Something I wonder about (or remember, depending .. ) are the commercials left in that caution you housewives to save even a spoon of left over fat a day will make a pound in a month, that you can take to your butcher who will see to it our boys will get the needed gunpowder to get Hitler and Tojo.
As I contemplate those commercials, I remember old movies I've seen that will show kids walking the tracks finding scrap to donate for airplane parts or some such thing.
WW2 was only 70 some years ago, and our entire nation was involved with winning the war ... killing the enemy ... and not apologizing for that desire nor the words used to describe it.

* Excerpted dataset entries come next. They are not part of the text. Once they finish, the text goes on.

PR #338, opened 2022-12-09
adds solve_time to opt. solution

### LINKED ISSUE #337: OptimizationSolution should include the time it took

ValentinKaisermayer:
closes #337


ChrisRackauckas:
Looks like this ends up being downstream breaking? That's not good: the libraries should be robust to a change like this. Do you know why the failures are popping up from this?

ValentinKaisermayer:
Because I forgot the type in the constructor 😅

ChrisRackauckas:
ahh that would do it. Run the formatter too and let's merge and tag this.

PR #342, opened 2022-12-12
Improved Symbolic Indexing

AayushSabharwal:
Uses SymbolicIndexingInterface.jl
Refer to https://github.com/SciML/ModelingToolkit.jl/pull/1988


AayushSabharwal:
I'm fairly certain the rest of the tests will only pass once MTK gets bumped and this can depend on the new version

AayushSabharwal:
If paramsyms/indepsym is passed to the SciMLFunction, then I guess there isn't a reason to not fallback to it

AayushSabharwal:
This needs RecursiveArrayTools for tests to pass as well

AayushSabharwal:
I didn't realise that some functions contain the sys but shouldn't use it for indexing, so it complains that they don't implement the interface. There's no way (as of now) to check if the interface is implemented, so it looks like defaulting `is_state_sym(::Any, _) = false` should do the trick

AayushSabharwal:
Now this should be compatible with previous MTK versions as well

AayushSabharwal:
Rerunning CI here _should_ make everything passed 🤞🏻

ChrisRackauckas:
Sounds suspicious.

AayushSabharwal:
Should I close this to not waste CI then reopen once its tagged?

ChrisRackauckas:
Told you, sus.

ChrisRackauckas:
Just gotta wait a bit haha https://github.com/JuliaRegistries/General/pull/74053

AayushSabharwal:
Dunno what is up with me today 😅 a bit all over the place

AayushSabharwal:
Finally merged

AayushSabharwal:
Apparently reopening doesn't rerun CI

ChrisRackauckas:
Still failing

AayushSabharwal:
That failure confuses me. In the system at `MTK/test/components.jl:99`, why does `states(sys)` say that there are two states (`capacitor.v` and `capacitor.i`) but the solution is Nx1 (timeseries of one element)

ChrisRackauckas:
The other must be an observed variable. How are those treated?

AayushSabharwal:
If a symbol doesn't match a state variable, it falls back to using `observed` as it did before. However, the system says its a state variable, so it never falls back.

It seems `ODAEProblem` does some additional simplification, which seems backward to me. Why would a problem modify the system? In any case, it makes the information that the system has invalid, which causes problems

ChrisRackauckas:
Might need to wait until @YingboMa is back

xtalax:
How is this going - this being merged seems like a prerequisite for `save_idxs`  as `SymbolicIndexingInterface` seems to solve a lot of the same problems

oscardssmith:
it looks like this just needs a format

ChrisRackauckas:
Boom

AayushSabharwal:
Is the ODAEProblem stuff fixed?

YingboMa:
Yes

oscardssmith:
See https://github.com/SciML/SciMLBase.jl/pull/379 which makes this also work for `DAESolution`.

I was born in '48, so I was not an actual part of that history, but we eight kids grew up with Mrs Filbert's Margerine, which I vowed .. when I get bigger, I'm going to have nothing but butter!
And my belly fat proves the tenacity with which I clung to that vow.
Austerity? No sweat.
I was born in ‘32,my brother in ‘35,and my father died in ‘38——and then the war.
Doing without was a way of life. No big deal.
Booklets of war bond "stamps" at face values of cents... another peanut can, on my dad's dresser...full of combat ribbons...fun for a kid to arrange and rearrange in colorful rows...
Those were the days...America could stand a siege of austerity, just to remind the marshmallows out there that life is sometimes tough..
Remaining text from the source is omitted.